(Collection entries)
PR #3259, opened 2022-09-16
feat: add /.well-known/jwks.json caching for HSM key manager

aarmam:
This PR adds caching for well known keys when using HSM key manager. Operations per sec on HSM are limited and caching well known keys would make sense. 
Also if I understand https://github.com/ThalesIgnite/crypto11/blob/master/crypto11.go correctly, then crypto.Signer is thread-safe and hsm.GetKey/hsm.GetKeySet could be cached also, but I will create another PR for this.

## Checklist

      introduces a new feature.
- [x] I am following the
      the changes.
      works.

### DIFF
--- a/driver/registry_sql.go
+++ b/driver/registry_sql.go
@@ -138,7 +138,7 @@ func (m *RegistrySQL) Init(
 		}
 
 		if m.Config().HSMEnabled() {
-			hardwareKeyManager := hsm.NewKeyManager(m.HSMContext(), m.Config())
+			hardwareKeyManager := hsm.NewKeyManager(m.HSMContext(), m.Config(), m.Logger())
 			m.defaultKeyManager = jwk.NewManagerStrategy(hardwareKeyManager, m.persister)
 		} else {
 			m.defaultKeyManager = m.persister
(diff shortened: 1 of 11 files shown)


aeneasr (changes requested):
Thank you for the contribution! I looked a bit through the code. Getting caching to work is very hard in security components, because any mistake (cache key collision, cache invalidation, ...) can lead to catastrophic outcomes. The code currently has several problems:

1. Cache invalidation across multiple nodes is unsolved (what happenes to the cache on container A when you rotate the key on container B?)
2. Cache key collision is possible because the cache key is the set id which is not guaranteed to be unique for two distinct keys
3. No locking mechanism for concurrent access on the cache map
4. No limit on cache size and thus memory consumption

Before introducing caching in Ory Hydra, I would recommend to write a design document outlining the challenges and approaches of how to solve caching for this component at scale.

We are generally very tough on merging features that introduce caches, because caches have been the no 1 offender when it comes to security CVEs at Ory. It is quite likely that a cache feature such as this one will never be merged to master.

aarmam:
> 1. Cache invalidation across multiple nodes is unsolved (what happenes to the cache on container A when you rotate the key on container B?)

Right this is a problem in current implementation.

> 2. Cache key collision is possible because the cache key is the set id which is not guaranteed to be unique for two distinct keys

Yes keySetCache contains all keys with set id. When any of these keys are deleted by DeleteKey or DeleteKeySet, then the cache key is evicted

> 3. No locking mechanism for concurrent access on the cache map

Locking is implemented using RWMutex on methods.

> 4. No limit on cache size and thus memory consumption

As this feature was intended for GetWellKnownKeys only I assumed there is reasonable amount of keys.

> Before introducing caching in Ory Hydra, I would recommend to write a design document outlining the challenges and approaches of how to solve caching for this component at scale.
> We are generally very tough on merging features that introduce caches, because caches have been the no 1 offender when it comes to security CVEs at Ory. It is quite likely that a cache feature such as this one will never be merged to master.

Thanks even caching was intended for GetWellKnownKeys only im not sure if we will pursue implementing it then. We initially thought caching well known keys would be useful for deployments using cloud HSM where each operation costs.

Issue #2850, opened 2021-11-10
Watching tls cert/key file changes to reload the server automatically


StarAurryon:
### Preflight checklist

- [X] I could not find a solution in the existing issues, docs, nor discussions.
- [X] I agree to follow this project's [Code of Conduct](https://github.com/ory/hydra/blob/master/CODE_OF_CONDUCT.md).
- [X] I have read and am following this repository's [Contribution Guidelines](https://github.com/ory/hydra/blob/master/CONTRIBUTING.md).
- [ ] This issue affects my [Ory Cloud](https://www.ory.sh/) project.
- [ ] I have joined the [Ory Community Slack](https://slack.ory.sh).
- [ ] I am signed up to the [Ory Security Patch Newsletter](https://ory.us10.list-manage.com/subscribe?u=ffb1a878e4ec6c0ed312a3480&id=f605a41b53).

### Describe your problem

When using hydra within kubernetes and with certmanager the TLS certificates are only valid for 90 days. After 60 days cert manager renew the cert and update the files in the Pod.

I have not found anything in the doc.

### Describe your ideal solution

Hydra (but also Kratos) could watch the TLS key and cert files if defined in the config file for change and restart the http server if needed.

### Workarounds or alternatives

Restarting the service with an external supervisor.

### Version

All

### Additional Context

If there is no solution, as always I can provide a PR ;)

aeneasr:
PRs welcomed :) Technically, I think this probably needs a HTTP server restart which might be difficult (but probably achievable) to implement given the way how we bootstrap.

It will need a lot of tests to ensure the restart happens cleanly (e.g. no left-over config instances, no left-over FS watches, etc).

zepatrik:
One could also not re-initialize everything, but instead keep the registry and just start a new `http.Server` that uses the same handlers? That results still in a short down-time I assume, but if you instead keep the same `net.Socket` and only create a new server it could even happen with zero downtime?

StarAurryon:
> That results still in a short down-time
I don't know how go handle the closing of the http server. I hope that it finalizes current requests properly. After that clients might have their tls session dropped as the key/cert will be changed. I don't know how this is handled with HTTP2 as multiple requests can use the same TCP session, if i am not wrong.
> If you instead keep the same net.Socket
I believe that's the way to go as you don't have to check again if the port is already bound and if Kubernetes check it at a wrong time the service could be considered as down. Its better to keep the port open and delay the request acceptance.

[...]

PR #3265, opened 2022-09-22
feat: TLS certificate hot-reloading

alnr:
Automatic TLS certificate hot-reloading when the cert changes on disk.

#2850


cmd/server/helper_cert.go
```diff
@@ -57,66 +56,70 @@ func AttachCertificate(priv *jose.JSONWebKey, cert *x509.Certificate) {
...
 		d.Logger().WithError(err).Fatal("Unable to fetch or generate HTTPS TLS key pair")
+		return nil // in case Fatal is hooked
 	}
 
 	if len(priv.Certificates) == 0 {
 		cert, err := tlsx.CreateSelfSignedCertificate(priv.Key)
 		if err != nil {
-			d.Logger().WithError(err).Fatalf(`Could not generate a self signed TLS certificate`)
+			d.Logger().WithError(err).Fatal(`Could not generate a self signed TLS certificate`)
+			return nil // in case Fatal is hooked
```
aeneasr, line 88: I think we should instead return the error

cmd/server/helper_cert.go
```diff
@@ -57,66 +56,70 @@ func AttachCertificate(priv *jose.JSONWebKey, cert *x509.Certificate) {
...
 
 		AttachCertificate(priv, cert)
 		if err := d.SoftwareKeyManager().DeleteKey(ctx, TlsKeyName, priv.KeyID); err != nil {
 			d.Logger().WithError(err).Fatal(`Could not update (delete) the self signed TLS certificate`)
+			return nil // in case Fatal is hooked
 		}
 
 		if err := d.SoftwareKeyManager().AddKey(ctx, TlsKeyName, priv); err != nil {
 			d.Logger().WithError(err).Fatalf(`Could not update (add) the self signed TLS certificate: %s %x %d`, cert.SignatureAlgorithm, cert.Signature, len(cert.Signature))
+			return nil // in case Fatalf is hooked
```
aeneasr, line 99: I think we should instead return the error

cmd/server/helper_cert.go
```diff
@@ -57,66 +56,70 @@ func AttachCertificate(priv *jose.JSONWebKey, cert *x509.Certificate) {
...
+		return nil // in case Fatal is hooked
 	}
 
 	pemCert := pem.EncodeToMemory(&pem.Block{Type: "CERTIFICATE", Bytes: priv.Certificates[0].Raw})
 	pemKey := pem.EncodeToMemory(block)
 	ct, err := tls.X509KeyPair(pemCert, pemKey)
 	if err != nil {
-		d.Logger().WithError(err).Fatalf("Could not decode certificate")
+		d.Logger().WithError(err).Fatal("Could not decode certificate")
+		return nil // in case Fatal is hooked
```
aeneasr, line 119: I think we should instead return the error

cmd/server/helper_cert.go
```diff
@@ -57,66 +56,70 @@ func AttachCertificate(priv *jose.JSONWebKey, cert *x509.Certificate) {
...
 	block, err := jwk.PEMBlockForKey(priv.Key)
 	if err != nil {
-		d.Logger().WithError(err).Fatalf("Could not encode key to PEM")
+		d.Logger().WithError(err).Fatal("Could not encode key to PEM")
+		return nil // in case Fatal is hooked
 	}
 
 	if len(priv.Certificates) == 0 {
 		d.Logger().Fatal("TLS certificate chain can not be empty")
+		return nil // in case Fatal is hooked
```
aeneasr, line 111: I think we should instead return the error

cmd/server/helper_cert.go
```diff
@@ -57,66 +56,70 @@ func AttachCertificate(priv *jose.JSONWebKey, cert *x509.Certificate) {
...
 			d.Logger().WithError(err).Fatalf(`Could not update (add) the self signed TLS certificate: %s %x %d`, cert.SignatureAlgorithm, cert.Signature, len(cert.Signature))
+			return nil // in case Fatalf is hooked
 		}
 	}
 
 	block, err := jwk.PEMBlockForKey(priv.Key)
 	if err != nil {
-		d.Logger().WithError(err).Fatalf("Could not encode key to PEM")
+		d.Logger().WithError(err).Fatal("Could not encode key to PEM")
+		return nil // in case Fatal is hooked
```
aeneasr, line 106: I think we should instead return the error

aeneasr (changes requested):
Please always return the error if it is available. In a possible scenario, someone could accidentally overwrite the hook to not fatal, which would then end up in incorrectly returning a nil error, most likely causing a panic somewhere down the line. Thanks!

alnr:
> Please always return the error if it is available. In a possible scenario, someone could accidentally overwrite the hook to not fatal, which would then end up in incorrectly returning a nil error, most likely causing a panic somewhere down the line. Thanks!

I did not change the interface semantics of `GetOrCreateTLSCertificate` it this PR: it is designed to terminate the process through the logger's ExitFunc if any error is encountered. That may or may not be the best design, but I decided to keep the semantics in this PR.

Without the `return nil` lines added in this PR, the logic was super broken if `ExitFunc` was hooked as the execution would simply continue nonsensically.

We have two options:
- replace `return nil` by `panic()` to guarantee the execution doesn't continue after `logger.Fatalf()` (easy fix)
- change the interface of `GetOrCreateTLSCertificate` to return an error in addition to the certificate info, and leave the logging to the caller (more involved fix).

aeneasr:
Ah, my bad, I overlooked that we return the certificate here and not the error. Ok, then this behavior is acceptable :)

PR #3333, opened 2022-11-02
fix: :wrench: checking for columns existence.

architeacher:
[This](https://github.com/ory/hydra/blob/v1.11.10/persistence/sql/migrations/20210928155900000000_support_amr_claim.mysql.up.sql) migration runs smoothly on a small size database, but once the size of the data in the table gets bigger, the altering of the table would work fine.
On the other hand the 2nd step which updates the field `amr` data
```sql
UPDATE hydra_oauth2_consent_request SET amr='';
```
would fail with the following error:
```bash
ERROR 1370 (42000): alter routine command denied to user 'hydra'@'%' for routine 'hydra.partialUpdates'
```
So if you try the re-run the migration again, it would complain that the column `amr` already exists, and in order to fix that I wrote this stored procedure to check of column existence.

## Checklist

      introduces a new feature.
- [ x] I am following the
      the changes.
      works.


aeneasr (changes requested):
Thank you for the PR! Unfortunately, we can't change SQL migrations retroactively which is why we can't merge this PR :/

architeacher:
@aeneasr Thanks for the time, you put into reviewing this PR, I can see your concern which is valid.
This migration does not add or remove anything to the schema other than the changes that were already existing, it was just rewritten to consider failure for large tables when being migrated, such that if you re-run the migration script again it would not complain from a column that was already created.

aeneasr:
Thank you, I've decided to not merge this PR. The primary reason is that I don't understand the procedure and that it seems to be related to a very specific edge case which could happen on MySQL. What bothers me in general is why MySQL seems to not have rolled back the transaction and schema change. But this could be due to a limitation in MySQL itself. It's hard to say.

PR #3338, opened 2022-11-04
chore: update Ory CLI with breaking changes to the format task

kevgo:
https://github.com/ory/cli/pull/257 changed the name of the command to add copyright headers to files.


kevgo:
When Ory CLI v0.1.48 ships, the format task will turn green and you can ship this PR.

==

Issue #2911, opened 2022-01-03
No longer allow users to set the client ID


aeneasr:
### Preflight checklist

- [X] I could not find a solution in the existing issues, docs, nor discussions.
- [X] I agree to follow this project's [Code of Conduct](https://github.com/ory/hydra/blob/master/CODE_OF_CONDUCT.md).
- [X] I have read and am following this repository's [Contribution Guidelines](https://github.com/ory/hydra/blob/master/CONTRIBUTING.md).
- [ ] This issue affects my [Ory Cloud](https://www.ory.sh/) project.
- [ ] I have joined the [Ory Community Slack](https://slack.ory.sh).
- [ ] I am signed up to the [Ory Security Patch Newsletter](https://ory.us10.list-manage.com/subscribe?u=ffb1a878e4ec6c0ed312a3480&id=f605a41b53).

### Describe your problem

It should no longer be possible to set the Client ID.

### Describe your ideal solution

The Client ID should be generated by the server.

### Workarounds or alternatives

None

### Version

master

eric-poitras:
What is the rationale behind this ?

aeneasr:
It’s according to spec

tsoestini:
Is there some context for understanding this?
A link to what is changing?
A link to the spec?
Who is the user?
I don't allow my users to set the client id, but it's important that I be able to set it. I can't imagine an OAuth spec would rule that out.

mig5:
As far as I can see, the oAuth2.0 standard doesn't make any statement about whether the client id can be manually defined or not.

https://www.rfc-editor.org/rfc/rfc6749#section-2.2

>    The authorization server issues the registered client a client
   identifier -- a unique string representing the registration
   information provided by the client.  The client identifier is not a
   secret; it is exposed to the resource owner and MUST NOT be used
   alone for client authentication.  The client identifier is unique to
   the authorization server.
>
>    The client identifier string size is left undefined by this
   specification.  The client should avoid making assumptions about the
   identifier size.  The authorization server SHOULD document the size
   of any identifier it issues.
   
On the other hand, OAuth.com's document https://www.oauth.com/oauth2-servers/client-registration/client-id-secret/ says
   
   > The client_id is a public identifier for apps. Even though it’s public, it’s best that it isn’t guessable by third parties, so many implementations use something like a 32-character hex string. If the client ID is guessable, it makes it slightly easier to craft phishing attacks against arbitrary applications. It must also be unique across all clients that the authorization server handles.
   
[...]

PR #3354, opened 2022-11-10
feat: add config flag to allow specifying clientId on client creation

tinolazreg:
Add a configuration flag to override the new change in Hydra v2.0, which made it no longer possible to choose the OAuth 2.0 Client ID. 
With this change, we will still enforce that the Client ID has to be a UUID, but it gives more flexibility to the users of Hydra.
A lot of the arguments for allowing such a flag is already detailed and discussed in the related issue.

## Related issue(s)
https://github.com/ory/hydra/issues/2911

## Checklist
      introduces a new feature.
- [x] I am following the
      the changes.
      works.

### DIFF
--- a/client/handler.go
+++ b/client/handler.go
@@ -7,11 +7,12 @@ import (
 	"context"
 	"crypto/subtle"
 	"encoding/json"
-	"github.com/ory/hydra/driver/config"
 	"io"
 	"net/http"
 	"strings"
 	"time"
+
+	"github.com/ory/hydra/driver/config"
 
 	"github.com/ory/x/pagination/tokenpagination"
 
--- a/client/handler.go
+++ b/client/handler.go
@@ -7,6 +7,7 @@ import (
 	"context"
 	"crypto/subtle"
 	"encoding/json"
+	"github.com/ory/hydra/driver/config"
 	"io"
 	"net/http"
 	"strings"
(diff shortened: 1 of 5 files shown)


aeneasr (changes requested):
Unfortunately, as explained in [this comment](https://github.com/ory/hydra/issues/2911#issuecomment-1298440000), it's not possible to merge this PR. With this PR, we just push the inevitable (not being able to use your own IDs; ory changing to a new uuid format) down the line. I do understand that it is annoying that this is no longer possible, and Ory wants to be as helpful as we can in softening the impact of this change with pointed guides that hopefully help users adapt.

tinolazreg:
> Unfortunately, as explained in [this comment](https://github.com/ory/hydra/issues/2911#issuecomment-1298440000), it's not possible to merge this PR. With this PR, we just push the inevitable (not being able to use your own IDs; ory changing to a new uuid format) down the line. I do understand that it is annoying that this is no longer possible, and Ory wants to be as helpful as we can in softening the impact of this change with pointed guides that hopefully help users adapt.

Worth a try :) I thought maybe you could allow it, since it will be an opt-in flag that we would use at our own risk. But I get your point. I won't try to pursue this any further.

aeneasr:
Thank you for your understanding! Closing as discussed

--

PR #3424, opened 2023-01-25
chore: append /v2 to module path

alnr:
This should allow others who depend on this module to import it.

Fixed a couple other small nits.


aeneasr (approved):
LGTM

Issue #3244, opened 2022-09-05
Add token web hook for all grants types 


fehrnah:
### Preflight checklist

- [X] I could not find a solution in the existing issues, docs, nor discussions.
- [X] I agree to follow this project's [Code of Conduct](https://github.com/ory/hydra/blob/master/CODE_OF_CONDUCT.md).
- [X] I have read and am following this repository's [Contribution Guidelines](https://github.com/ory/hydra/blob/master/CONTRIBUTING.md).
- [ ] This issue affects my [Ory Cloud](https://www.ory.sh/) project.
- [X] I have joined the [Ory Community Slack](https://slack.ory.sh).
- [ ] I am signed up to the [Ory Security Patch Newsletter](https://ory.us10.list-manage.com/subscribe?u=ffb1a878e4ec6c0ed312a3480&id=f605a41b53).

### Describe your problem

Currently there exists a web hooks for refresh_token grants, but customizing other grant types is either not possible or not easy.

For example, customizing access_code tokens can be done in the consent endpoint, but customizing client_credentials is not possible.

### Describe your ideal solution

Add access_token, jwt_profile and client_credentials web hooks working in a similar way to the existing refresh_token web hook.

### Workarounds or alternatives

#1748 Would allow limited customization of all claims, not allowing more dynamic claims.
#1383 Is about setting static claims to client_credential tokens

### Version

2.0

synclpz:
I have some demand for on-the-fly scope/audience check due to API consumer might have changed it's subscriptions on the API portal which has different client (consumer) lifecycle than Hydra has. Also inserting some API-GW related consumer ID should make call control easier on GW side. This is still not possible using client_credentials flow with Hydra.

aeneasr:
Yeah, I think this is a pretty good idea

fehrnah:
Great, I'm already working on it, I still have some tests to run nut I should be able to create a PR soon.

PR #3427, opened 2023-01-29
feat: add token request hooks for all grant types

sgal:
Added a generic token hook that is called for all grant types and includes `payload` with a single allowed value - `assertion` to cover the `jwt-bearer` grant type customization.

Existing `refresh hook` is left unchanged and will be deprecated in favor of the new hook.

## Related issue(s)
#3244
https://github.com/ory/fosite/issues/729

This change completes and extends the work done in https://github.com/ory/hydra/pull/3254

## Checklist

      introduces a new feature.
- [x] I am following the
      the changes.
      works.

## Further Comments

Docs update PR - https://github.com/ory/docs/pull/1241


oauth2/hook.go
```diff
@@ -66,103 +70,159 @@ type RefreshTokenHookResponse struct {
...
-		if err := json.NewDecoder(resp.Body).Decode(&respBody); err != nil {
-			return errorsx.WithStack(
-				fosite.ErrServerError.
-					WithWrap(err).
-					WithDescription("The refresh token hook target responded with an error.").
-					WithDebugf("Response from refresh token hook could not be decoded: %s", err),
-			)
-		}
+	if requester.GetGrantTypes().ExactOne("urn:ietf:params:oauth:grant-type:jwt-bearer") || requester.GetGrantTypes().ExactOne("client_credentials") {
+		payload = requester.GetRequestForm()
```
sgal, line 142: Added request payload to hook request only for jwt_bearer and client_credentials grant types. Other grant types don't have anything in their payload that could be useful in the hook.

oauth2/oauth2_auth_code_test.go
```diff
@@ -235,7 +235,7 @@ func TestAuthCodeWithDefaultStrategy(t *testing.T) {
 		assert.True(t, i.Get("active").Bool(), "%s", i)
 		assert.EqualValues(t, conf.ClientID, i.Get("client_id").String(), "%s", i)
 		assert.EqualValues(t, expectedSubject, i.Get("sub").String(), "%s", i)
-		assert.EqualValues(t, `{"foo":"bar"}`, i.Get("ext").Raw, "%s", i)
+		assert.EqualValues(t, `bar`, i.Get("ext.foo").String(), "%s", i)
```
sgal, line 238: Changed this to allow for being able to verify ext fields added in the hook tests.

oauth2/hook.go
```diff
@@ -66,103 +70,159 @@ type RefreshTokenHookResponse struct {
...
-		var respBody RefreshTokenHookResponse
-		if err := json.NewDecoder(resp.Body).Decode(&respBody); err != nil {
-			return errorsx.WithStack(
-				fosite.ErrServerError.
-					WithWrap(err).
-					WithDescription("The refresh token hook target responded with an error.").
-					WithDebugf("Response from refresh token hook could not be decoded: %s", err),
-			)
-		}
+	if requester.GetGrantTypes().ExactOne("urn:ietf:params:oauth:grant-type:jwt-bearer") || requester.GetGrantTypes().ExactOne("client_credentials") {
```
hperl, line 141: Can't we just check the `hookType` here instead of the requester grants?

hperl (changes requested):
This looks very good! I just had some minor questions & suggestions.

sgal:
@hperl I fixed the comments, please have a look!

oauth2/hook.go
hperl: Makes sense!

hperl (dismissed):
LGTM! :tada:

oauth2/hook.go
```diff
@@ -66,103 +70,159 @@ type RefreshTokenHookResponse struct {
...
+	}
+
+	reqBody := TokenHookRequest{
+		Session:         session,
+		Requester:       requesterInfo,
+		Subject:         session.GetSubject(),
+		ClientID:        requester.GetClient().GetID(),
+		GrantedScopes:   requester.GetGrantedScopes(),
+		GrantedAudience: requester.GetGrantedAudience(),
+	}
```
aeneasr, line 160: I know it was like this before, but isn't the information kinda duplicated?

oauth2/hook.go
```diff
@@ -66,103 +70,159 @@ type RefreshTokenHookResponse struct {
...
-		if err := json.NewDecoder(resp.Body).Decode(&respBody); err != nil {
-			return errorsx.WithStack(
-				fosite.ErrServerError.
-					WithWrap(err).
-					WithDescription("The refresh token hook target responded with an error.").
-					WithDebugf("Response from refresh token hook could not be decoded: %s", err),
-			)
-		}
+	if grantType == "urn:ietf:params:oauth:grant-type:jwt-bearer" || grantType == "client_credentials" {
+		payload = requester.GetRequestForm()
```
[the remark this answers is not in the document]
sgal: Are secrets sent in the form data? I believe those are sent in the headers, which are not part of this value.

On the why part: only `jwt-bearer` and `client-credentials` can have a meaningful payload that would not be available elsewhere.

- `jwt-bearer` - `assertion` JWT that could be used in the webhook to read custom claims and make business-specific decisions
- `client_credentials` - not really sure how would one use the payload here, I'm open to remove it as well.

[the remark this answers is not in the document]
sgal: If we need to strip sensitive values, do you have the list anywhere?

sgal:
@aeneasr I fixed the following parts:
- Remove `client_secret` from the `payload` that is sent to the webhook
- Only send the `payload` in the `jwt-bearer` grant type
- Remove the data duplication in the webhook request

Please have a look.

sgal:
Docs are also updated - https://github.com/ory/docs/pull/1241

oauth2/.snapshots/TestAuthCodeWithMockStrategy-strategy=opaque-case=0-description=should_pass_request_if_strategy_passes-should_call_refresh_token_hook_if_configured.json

### [What you will do]
Using the entries above, output exactly the lines between the line holding "PR #3259, opened 2022-09-16" and the line holding "This PR adds", end lines included, and nothing more.

### [Written answer]
PR #3259, opened 2022-09-16
feat: add /.well-known/jwks.json caching for HSM key manager

aarmam:
This PR adds caching for well known keys when using HSM key manager. Operations per sec on HSM are limited and caching well known keys would make sense. 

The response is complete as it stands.